Former LBJ adviser slams 'Selma' for painting the President in a poor light



U.S. President Lyndon B. Johnson, right, talks with civil rights leaders in his White House office in Washington, D.C., Jan. 18, 1964.

LOS ANGELES — This year's Oscar whisper campaigns got off with more of an angry cry of foul.
We hadn't seen much potshotting at Academy Award-worthy films this year, like in 2012/2013 when Argo came out the winner in an "inaccuracies" slugfest with Zero Dark Thirty and Lincoln, or last season when Neil deGrasse Tyson trolled Gravity for its liberties with zero-G and the crew of Captain Phillips staged a PR mutiny.
This year's opening shot comes from Joseph A. Califano Jr., a former domestic affairs assistant for President Lyndon B. Johnson.
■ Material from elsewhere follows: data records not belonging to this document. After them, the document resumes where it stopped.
PR #84, opened 2018-08-22
[WIP] State machine support

AltSysrq:
Something I've been working on here and there for a while, originally suggested in https://github.com/AltSysrq/proptest/issues/28.

As noted in the first commit, this absolutely needs more tests and is probably still a bit deficient on documentation. I wanted to get this up now though to solicit opinions on the model/ergonomics now that the implementation is basically functional.

I'd recommend starting by reading the (still incomplete) [tutorial](https://github.com/AltSysrq/proptest/blob/9b542078ddb7ae07bbda78fdc555b5d927c75f33/src/state_machine.rs#L90) and then the syntax docs above it.

@Centril I'd appreciate your thoughts when you have time.

### DIFF
--- a/examples/state_machine_v1.rs
+++ b/examples/state_machine_v1.rs
@@ -1,0 +1,201 @@
+//-
+// Copyright 2018 Jason Lingle
+//
+// Licensed under the Apache License, Version 2.0 <LICENSE-APACHE or
+// http://www.apache.org/licenses/LICENSE-2.0> or the MIT license
+// <LICENSE-MIT or http://opensource.org/licenses/MIT>, at your
+// option. This file may not be copied, modified, or distributed
+// except according to those terms.
+
+// The code here is adapted from
+// https://hypothesis.works/articles/rule-based-stateful-testing/
+
+#[macro_use]
+extern crate proptest;
+
+use std::cmp;
+
+/// A hand-rolled implementation of a binary heap, like
+/// https://doc.rust-lang.org/stable/std/collections/struct.BinaryHeap.html,
+/// except slow and buggy.
+#[derive(Clone, Debug)]
+pub struct MyHeap<T> {
+    data: Vec<T>,
+}
+
+impl<T : cmp::Ord> MyHeap<T> {
+    pub fn new() -> Self {
+        MyHeap { data: vec![] }
+    }
+
+    pub fn is_empty(&self) -> bool {
+        self.data.is_empty()
+    }
+
+    pub fn len(&self) -> usize {
+        self.data.len()
+    }
+
+    pub fn iter(&self) -> impl Iterator<Item = &T> {
+        self.data.iter()
+    }
+
+    pub fn push(&mut self, value: T) {
+        self.data.push(value);
+        let mut index = self.data.len() - 1;
+        while index > 0 {
+            let parent = (index - 1) / 2;
+            if self.data[parent] < self.data[index] {
+                self.data.swap(index, parent);
+                index = parent;
+            } else {
+                break;
+            }
+        }
+    }
+
+    pub fn pop(&mut self) -> Option<T> {
+        // THIS IS WRONG
+        if self.is_empty() {
+            None
+        } else {
+            Some(self.data.swap_remove(0))
+        }
+    }
+}
+
+mod test {
+    use std::fmt;
+
+    use super::*;
+    use proptest::prelude::*;
+    use proptest::state_machine::StateMachine;
+
+    // These would normally be in `#[cfg(test)]` and have `#[test]`, but those
+    // are omitted since the example runs without the rust test harness so they
+    // are called by main directly.
+
+    // It is possible to use `MyHeap<T>` directly as the state under test, but
+    // we add this wrapper so we can use a "known correct" container to track
+    // what's supposed to be in the heap.
+    #[derive(Debug, Clone)]
+    struct MyHeapState<T> {
+        heap: MyHeap<T>,
+        // Vec is pretty inefficient for the test here, but we don't mind the
+        // test being slow in exchange for something "obviously correct" to
+        // test against.
+        existing_elements: Vec<T>,
+    }
+
+    // We define a strategy for our starting state. Here, we always start with
+    // an empty heap.
+    fn initial_heap_strategy<T : cmp::Ord + fmt::Debug + Clone>
+        () -> impl Strategy<Value = MyHeapState<T>>
+    {
+        Just(MyHeapState {
+            heap: MyHeap::new(),
+            existing_elements: vec![],
+        })
+    }
+
+    // Now for the meat of the test: our state machine!
+    fn heap_state_machine<T>() -> StateMachine<MyHeapState<T>>
+    where T : cmp::Ord + fmt::Debug + Arbitrary + Clone + 'static
+    { prop_state_machine! {
+        type = MyHeapState<T>;
+
+        // First, we define some invariants. That is, properties that
+        // should always hold at all points between mutation operations.
+        invariant len_equals_number_of_elements(&state) {
+            assert_eq!(state.existing_elements.len(), state.heap.len());
+        }
+
+        invariant is_empty_if_length_zero(&state) {
+            assert_eq!(0 == state.heap.len(), state.heap.is_empty());
+        }
+
+        // There are more complex invariants that could be checked, such as
+        // examining whether it still has the heap property. Here, we rely
+        // on the fact that other properties will break if the internal
+        // invariants are omitted, for the sake of being concise.
+
+        // Now for our mutators. We only defined two mutation operations on
+        // our heap so far.
+
+        // push gets extra weight so that we tend to build larger heaps rather
+        // than keeping tiny ones.
+        #[weight = 2]
+        fn push(&mut state, value: T) {
+            // Add it to the heap...
+            state.heap.push(value.clone());
+            // ... and also the Vec where we track what the heap contains.
+            state.existing_elements.push(value);
+        }
+
+        fn pop(&mut state) {
+            let was_empty = state.heap.is_empty();
+
+            match state.heap.pop() {
+                // If None is returned, the heap must have been empty
+                // before the operation.
+                None => assert!(was_empty),
+
+                Some(value) => {
+                    assert!(!was_empty);
+
+                    // The heap must not contain any value which was
+                    // greater than the "maximum" we were just given.
+                    for in_heap in state.heap.iter() {
+                        assert!(value >= *in_heap,
+                                "Popped value {:?}, which was less \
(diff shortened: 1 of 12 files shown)


examples/state_machine_v1.rs
```diff
@@ -0,0 +1,201 @@
...
+/// https://doc.rust-lang.org/stable/std/collections/struct.BinaryHeap.html,
+/// except slow and buggy.
+#[derive(Clone, Debug)]
+pub struct MyHeap<T> {
+    data: Vec<T>,
+}
+
+impl<T : cmp::Ord> MyHeap<T> {
+    pub fn new() -> Self {
+        MyHeap { data: vec![] }
```
Centril: `Self { .. }`

src/state_machine.rs
```diff
@@ -0,0 +1,1062 @@
...
+Let's kick off by defining our own implementation of a max-heap, like
+`BinaryHeap` from `std`.
+
+```rust
+# use std::cmp;
+#[derive(Clone, Debug)]
+pub struct MyHeap<T> { data: Vec<T> }
+
+impl<T : cmp::Ord> MyHeap<T> {
+    pub fn new() -> Self { MyHeap { data: vec![] } }
```
Centril: `Self { data: .. }`

src/state_machine.rs
```diff
@@ -0,0 +1,1062 @@
...
+    }
+
+    invariant is_empty_if_length_zero(&state) {
+        assert_eq!(0 == state.heap.len(), state.heap.is_empty());
+    }
+```
+
+Each invariant defines a function which is run against the state. All
+invariants are tested after each mutation. An invariant function may panic or
+return `Err` to fail the test; otherwise, the test is allowed to succeed.
```
Centril: We might want to consider handling `bool` as a return type in some way throughout proptest eventually.
Some inspiration: https://doc.rust-lang.org/nightly/std/process/trait.Termination.html

src/state_machine.rs
```diff
@@ -0,0 +1,1062 @@
...
+    ) {
+        // The return value is `MyHeapState<i32>` representing the final
+        // state, so we could do some additional checks with it if we
+        // wanted to.
+        test_case.run()?;
+    }
+}
+```
+
+(There currently is no syntax sugar for the above, but there may be in the
```
Centril: Haha you thought of my comment from before :)

src/state_machine.rs
```diff
@@ -0,0 +1,1062 @@
...
+     $($rest:tt)*) => {
+        #[allow(unused_mut)]
+        let mut attrs = $crate::state_machine::helper::OpAttrs::DEFAULT;
+        $(attrs.$attr = $attrv;)*
+        $ops.push(
+            (attrs.weight,
+             $crate::strategy::Strategy::boxed(
+                 $crate::strategy::LazyJust::new(
+                     || $crate::state_machine::Mutator::boxed(
+                         $crate::state_machine::DirectMutator::new(
```
Centril: These series of calls could perhaps add some pressure on compile times;
Consider creating a hidden exported helper function for this?

src/state_machine.rs
```diff
@@ -0,0 +1,1062 @@
...
+///
+/// `StateMachine` values are simultaneously a description of mutations and
+/// invariants of that state, as well as a test that the state under test
+/// upholds its expected behaviours.
+///
+/// Instances of this struct are usually constructed by the
+/// `proptest_state_machine!` macro. Please see the documentation of that macro
+/// for examples of typical usage.
+#[must_use = "StateMachine does nothing unless used"]
+pub struct StateMachine<S : fmt::Debug> {
```
Centril: A bound `S: 'static` is implied here because of WF (well-formedness) conditions on the fields...

src/state_machine.rs
```diff
@@ -0,0 +1,1062 @@
...
+    mutation_strategy: BoxedStrategy<Box<dyn Mutator<S>>>,
```
Centril: + `BoxedStrategy<?A>` requires `?A: 'static`
+ `?A = Box<dyn 'static + Mutator<S>>`
+ This requires `S: 'static`

Proof:

```rust
use std::fmt;

trait Mutator<S> {}

impl<'a, S> Mutator<S> for &'a str {}

pub struct StateMachine<S: fmt::Debug> {
    ms: Box<dyn Mutator<S>>,
}

fn main() {
    let string: String = "foobar".into();
    let borrow: &str = &string;
    let ms: Box<dyn Mutator<&str>> = Box::new(borrow);
    // Remove the line below and it is OK!
    StateMachine { ms };
}
```

Results in:

```rust
   Compiling playground v0.0.1 (file:///playground)
error[E0597]: `string` does not live long enough
  --> src/main.rs:13:25
   |
13 |     let borrow: &str = &string;
   |                         ^^^^^^ borrowed value does not live long enough
...
17 | }
   | - borrowed value only lives until here
   |
   = note: borrowed value must be valid for the static lifetime...
```

If we change to the following it will work fine; but that might cause problems elsewhere:

```rust
pub struct StateMachine<'a, S: fmt::Debug> {
    ms: Box<dyn Mutator<S> + 'a>,
}

File: src/state_machine.rs [hunk 8]
```diff
@@ -0,0 +1,1062 @@
...
+        StateMachine {
+            mutation_strategy: self.mutation_strategy.clone(),
+            invariants: Arc::clone(&self.invariants),
+        }
+    }
+}
+
+// TODO: Why does rustc think `S : 'static` is necessary? It seems to arise
+// from `Strategy<Value = Box<dyn Mutator<S>>> + 'static` somehow implying
+// `S : 'static`.
```
Centril: See above; `S: 'static` arises immediately from `StateMachine<S>`.

src/state_machine.rs
```diff
@@ -0,0 +1,1062 @@
...
+    /// against the state value type.
+    ///
+    /// `invariants` is a function which is run immediately after each
+    /// mutation, to check for properties of the state that are expected to
+    /// hold at all times. The function takes `&mut S` to allow `delegate` to
+    /// use a single mapping function. Invariants should not actually modify
+    /// the value.
+    pub fn new(mutation_strategy: impl Strategy<Value = Box<dyn Mutator<S>>> + 'static,
+               invariants: Arc<dyn Fn (&mut S) -> TestCaseResult>) -> Self {
+        StateMachine {
```
Centril: `Self { .. }`

src/state_machine.rs
```diff
@@ -0,0 +1,1062 @@
...
+
+    /// Run this test case.
+    ///
+    /// Returns `Ok` with the final internal state if successful. On failure,
+    /// returns `Err` with the appropriate error, or panics if user code
+    /// triggered a panic.
+    pub fn run(mut self) -> Result<S, TestCaseError> {
+        if self.trace {
+            println!("initial state: {:?}", self.state);
+            println!("check initial invariants");
```
Centril: A thought for later: It might be nice to change from using `println` to use some more principled logging facility that users can control. I think the quickcheck crate does this. But this is out of scope for this PR.

src/state_machine.rs
```diff
@@ -0,0 +1,1062 @@
...
+        Ok(self.state)
+    }
+}
+
+/// A single-use callback that can mutate a particular type of `StateMachine`.
+pub trait Mutator<S> : fmt::Debug {
+    /// Mutate `state`.
+    ///
+    /// This effectively consumes `self`, but it is passed as a mutable
+    /// reference so that this trait is object-safe and so that the mutator can
```
Centril: Add a test that asserts object safety.

src/state_machine.rs
```diff
@@ -0,0 +1,1062 @@
...
+/// state, then runs another mutator against the interior value.
+pub struct MapMutator<
+    S, C,
+    A : fmt::Debug,
+    F : FnOnce (&mut S, A) -> Result<&mut C, TestCaseError>
+> {
+    function: Option<F>,
+    arguments: Option<A>,
+    formatted_arguments: Option<Cow<'static, str>>,
+    name: &'static str,
```
Centril: These fields are in common from the previous struct... Reuse?

src/state_machine.rs
```diff
@@ -0,0 +1,1062 @@
...
+
+impl<S, C, A : fmt::Debug,
+     F : FnOnce (&mut S, A) -> Result<&mut C, TestCaseError>>
+Mutator<S> for MapMutator<S, C, A, F> {
+    fn mutate(&mut self, state: &mut S) -> TestCaseResult {
+        let fun = self.function.take().expect("Mutator applied more than once");
+        let args = self.arguments.take().expect("Mutator applied more than once");
+        if self.formatted_arguments.is_none() {
+            self.formatted_arguments = Some(Cow::Owned(format!("{:?}", args)));
+        }
```
Centril: This bit is identical from `DirectMutator`; refactor?

Centril:
Additional thoughts:

+ The base of this is quite nice.

+ I wonder if sugar should be added for preconditions of mutators (they can easily be added as `if`s in each mutator but sugar could be nice...). This would model the fact that in state machines, after visiting some state nodes, a state machine may enter a phase which causes it to never enter those previous state nodes.

+ Sugar for post conditions could also be nice. You could add optional `require` and `ensure` clauses to each mutator to do this and the previous point.

+ Is "mutation" the right word? Other words to consider "command", "action". Tho perhaps "mutation" is the rustic word :)

+ The major question for me is whether and how this can be used for tests involving concurrent situations such as async or involving mutexes and so on... In particular, can we do the things in http://scalacheck.org/files/scaladays2014/#27 and the following slides?

   In particular, there's the question of symbolic vs. dynamic execution (see https://medium.com/@jlouis666/breaking-erlang-maps-2-362730a91400 for a discussion). In the blog post, they note that they generate the command sequence (and I assume that would include delegated bits too) before invoking any of the commands.

    From reading the code in this PR I'm not 100% sure what is done wrt. symbolic / dynamic execution, but I think that the command structure, including delegates are generated before any mutations actually occur (which is good). Could you say a few words about this? I think it would be good to include in the documentation or at least the code a bit about the high level logic of how the execution model works possibly including some diagrams / pictures or ascii art as in the medium blog post.

   I think it would be good to have some test cases for concurrent situations.

Eh2406:
I was working on a data structure in Cargos internals and remembered this work. How is it going? What are the next steps?

AltSysrq:
To be honest, I haven't really done anything here since I made the PR.  IIRC I ran into some fundamental flaw in the way this is designed and put it on the backburner, but I've forgotten what that was now.

zmitchell:
I'd be interested in continuing work on this if someone is able to mentor me

matthew-russo:
This got deleted when I switched from branch `master` to `main`. We have added state-machine support via https://crates.io/crates/proptest-state-machine so I will leave this closed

Califano says in a stridently written op-ed for the Washington Post that Selma, considered a strong Oscar contender in several categories including Best Picture, unfairly puts LBJ in a bad light.

Civil Rights Summit

Joseph A. Califano, Jr. Special Assistant to President Lyndon Johnson during discussion panel, LBJ and MLK: Fulfilling a Promise, Realizing a Dream, in Austin, Texas in April.
IMAGE: AP PHOTO/STATESMAN.COM, RODOLFO GONZALEZ/ASSOCIATED PRESS

Bluntly titled "The Movie 'Selma' has a glaring flaw," the op-ed says Selma "falsely portrays President Lyndon B. Johnson as being at odds with Martin Luther King Jr. and even using the FBI to discredit him, as only reluctantly behind the Voting Rights Act of 1965 and as opposed to the Selma march itself."
Califano says LBJ in fact came up with the idea behind the Selma march, which was to find the worst area of voting suppression and make a stand there; that the President considered the Voting Rights Act to be his administration's greatest achievement; and never used the FBI to disparage the civil rights leader.
Califano cites tapes of the LBJ-MLK telephone conversations, his own reports to the White House and other material at the LBJ Presidential Library website:
All this material was publicly available to the producers, the writer of the screenplay and the director of this film. Why didn’t they use it? Did they feel no obligation to check the facts? Did they consider themselves free to fill the screen with falsehoods, immune from any responsibility to the dead, just because they thought it made for a better story?
He concludes that in fact LBJ and MLK were partners in the Selma effort, and that the film "should be ruled out this Christmas and during the ensuing awards season."
The film's U.S. distributor, Paramount Pictures, did not immediately respond to a request for comment. The film's director, Ava DuVernay, has been on Twitter since the Washington Postpublished the op-ed but has not yet acknowledged it.
Born in Brooklyn in 1931, Califano was appointed special assistant to Johnson in 1965, serving as his top aide on domestic policies and crises. He went on to be a major public health advocate and has written 12 books.